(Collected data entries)
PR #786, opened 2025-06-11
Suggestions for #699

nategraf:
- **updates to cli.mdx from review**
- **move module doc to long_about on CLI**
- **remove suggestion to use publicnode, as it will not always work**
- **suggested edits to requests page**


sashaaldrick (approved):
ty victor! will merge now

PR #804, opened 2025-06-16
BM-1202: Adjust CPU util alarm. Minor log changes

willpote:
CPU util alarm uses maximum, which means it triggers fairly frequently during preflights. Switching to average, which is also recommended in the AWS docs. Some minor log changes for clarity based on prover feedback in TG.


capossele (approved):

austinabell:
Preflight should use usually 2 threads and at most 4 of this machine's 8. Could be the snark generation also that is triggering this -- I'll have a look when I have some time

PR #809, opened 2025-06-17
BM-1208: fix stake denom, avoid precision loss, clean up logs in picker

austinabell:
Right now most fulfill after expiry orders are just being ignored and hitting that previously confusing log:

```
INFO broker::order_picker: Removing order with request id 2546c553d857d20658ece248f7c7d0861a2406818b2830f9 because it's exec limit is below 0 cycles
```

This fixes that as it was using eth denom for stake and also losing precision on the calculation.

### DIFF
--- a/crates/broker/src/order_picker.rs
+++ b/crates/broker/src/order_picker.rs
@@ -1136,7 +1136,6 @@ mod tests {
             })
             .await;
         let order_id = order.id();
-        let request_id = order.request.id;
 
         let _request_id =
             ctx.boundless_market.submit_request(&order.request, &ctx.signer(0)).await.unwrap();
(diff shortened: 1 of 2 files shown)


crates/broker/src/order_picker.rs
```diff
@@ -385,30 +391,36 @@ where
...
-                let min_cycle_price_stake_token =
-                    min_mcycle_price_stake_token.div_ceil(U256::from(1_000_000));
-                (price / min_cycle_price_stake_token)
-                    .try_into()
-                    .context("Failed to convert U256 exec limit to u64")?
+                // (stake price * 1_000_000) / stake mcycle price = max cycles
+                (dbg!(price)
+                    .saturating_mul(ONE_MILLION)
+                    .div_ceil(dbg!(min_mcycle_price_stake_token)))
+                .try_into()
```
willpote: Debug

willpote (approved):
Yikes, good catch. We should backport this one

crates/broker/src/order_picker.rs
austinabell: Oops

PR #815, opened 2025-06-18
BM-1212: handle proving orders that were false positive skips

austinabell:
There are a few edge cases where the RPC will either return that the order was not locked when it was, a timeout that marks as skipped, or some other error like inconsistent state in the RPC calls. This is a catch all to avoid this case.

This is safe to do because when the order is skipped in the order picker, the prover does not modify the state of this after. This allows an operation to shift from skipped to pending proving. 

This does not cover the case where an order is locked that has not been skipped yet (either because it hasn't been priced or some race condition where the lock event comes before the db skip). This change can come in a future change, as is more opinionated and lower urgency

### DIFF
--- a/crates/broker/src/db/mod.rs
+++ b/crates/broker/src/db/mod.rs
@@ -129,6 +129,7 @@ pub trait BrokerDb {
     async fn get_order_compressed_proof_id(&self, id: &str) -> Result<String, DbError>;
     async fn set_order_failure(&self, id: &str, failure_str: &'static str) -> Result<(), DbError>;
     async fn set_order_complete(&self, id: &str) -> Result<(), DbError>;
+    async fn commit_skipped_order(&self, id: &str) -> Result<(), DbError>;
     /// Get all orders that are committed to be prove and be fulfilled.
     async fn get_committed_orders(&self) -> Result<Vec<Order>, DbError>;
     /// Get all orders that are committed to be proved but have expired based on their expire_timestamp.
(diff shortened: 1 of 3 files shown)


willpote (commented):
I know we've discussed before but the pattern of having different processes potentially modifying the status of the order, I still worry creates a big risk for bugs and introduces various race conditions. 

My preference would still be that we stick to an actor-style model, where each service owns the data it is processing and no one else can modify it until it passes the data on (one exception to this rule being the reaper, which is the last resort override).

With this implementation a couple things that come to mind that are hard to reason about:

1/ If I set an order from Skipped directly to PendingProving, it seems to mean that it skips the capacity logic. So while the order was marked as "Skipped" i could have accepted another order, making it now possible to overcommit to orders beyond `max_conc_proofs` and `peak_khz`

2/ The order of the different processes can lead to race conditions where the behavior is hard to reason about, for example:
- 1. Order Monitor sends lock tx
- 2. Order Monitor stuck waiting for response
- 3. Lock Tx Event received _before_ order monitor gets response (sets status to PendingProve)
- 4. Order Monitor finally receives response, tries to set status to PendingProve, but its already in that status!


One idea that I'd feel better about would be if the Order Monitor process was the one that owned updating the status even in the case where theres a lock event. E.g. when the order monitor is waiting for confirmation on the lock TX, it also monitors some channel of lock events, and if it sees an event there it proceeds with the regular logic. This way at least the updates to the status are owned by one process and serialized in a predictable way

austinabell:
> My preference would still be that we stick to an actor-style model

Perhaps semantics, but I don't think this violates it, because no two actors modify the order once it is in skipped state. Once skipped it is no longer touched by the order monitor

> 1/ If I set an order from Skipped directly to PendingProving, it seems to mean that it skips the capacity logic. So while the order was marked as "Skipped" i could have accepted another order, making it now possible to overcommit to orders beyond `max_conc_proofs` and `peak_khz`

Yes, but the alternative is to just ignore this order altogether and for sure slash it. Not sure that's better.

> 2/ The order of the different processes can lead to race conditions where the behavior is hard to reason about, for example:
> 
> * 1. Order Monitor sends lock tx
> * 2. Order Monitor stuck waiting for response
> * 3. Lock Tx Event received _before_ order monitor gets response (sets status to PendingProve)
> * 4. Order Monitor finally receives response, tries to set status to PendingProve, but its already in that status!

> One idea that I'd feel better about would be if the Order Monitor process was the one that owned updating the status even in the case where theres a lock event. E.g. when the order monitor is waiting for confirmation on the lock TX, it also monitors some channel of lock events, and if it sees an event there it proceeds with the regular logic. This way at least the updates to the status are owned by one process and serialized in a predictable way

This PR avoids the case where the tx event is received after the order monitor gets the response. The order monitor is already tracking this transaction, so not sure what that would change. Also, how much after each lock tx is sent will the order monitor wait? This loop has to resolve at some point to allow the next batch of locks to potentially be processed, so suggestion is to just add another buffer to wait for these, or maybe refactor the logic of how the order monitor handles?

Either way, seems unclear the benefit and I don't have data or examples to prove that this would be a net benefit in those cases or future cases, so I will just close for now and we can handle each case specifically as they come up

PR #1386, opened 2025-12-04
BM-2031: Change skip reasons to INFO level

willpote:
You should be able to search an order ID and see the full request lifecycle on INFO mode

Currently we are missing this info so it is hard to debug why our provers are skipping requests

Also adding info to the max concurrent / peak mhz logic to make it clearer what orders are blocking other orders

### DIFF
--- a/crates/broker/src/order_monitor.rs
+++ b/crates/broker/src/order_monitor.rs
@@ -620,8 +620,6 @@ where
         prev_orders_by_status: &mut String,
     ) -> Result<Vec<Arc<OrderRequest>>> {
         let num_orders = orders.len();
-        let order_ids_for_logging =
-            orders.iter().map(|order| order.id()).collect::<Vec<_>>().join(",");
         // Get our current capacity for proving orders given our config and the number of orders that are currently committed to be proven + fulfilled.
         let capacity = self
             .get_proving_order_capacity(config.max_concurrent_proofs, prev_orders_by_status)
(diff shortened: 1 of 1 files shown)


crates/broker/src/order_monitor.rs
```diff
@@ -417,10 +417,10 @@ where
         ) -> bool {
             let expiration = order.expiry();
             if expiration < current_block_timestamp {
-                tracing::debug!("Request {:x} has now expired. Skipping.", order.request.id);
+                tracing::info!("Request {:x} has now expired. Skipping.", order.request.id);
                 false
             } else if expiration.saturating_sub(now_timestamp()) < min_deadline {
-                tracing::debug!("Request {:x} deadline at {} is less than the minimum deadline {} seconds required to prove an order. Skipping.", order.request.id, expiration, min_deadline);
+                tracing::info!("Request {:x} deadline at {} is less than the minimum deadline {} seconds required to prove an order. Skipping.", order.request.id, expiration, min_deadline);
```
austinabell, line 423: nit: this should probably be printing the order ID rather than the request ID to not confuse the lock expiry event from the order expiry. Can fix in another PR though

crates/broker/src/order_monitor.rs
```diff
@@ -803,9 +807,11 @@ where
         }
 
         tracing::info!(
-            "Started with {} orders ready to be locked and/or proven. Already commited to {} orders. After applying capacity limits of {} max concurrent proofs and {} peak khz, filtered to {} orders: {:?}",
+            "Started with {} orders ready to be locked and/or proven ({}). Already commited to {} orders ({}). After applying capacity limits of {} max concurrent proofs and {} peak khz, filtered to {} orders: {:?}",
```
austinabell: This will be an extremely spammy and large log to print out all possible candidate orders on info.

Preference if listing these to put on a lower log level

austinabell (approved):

...

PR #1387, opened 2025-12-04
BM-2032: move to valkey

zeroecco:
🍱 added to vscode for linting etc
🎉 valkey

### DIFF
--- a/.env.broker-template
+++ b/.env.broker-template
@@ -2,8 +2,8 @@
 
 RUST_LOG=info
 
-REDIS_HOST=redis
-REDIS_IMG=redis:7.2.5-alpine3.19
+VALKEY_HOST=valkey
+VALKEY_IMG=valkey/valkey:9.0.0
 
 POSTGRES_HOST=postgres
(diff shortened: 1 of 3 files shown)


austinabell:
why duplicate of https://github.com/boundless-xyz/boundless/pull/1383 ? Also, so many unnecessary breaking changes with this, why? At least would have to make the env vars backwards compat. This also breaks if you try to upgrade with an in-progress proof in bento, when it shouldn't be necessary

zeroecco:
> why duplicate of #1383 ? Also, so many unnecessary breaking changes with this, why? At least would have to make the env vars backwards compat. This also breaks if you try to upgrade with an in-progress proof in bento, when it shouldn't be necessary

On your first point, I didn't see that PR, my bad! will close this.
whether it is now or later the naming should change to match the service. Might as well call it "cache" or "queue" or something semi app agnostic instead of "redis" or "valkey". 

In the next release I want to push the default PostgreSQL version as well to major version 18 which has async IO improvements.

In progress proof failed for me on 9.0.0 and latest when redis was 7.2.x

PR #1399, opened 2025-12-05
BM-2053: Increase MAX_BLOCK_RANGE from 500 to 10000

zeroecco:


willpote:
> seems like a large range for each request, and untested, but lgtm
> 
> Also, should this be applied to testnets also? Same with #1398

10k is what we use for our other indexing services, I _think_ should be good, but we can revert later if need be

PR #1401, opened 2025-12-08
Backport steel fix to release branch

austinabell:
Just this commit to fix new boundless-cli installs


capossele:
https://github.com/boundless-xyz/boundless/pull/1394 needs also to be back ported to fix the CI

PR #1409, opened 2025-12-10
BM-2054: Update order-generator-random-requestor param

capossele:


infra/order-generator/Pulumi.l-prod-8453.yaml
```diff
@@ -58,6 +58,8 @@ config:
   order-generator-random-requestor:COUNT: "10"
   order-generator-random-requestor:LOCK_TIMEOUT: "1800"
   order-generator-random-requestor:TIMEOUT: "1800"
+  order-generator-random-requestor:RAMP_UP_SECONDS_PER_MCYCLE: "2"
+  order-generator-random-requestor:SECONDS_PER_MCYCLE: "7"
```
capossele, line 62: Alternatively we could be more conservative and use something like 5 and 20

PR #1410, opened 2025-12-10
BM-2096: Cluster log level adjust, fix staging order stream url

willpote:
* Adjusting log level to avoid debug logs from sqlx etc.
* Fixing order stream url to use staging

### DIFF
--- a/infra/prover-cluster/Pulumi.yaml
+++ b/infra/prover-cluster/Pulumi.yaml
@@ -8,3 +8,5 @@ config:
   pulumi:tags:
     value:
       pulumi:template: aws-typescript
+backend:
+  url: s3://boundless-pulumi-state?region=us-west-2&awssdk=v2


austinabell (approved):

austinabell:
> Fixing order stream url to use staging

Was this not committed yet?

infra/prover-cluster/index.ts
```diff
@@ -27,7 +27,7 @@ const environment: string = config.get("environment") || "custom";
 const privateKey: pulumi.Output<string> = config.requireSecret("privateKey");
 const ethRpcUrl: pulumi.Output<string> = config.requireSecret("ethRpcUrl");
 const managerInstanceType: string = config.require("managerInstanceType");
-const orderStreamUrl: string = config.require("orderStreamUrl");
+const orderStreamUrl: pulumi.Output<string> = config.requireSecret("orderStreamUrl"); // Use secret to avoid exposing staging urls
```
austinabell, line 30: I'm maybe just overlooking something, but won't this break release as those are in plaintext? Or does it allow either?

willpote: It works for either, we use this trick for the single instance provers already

---

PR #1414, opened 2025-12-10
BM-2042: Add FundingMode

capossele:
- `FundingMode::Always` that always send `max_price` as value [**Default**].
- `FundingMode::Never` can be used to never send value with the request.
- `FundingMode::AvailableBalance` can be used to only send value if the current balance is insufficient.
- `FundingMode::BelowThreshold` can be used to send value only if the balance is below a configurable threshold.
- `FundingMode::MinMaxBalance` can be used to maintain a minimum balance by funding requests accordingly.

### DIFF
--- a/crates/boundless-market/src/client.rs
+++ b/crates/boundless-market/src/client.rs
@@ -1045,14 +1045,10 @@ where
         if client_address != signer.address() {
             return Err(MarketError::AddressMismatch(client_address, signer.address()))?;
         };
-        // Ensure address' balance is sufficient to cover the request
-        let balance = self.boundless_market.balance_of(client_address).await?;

--- What is expected ---
Look above for the line with "austinabell: Oops" and the line with "I know we've". Retype those two lines and every line between them exactly, adding nothing.

--- Output ---
austinabell: Oops

PR #815, opened 2025-06-18
BM-1212: handle proving orders that were false positive skips

austinabell:
There are a few edge cases where the RPC will either return that the order was not locked when it was, a timeout that marks as skipped, or some other error like inconsistent state in the RPC calls. This is a catch all to avoid this case.

This is safe to do because when the order is skipped in the order picker, the prover does not modify the state of this after. This allows an operation to shift from skipped to pending proving. 

This does not cover the case where an order is locked that has not been skipped yet (either because it hasn't been priced or some race condition where the lock event comes before the db skip). This change can come in a future change, as is more opinionated and lower urgency

### DIFF
--- a/crates/broker/src/db/mod.rs
+++ b/crates/broker/src/db/mod.rs
@@ -129,6 +129,7 @@ pub trait BrokerDb {
     async fn get_order_compressed_proof_id(&self, id: &str) -> Result<String, DbError>;
     async fn set_order_failure(&self, id: &str, failure_str: &'static str) -> Result<(), DbError>;
     async fn set_order_complete(&self, id: &str) -> Result<(), DbError>;
+    async fn commit_skipped_order(&self, id: &str) -> Result<(), DbError>;
     /// Get all orders that are committed to be prove and be fulfilled.
     async fn get_committed_orders(&self) -> Result<Vec<Order>, DbError>;
     /// Get all orders that are committed to be proved but have expired based on their expire_timestamp.
(diff shortened: 1 of 3 files shown)


willpote (commented):
I know we've discussed before but the pattern of having different processes potentially modifying the status of the order, I still worry creates a big risk for bugs and introduces various race conditions. 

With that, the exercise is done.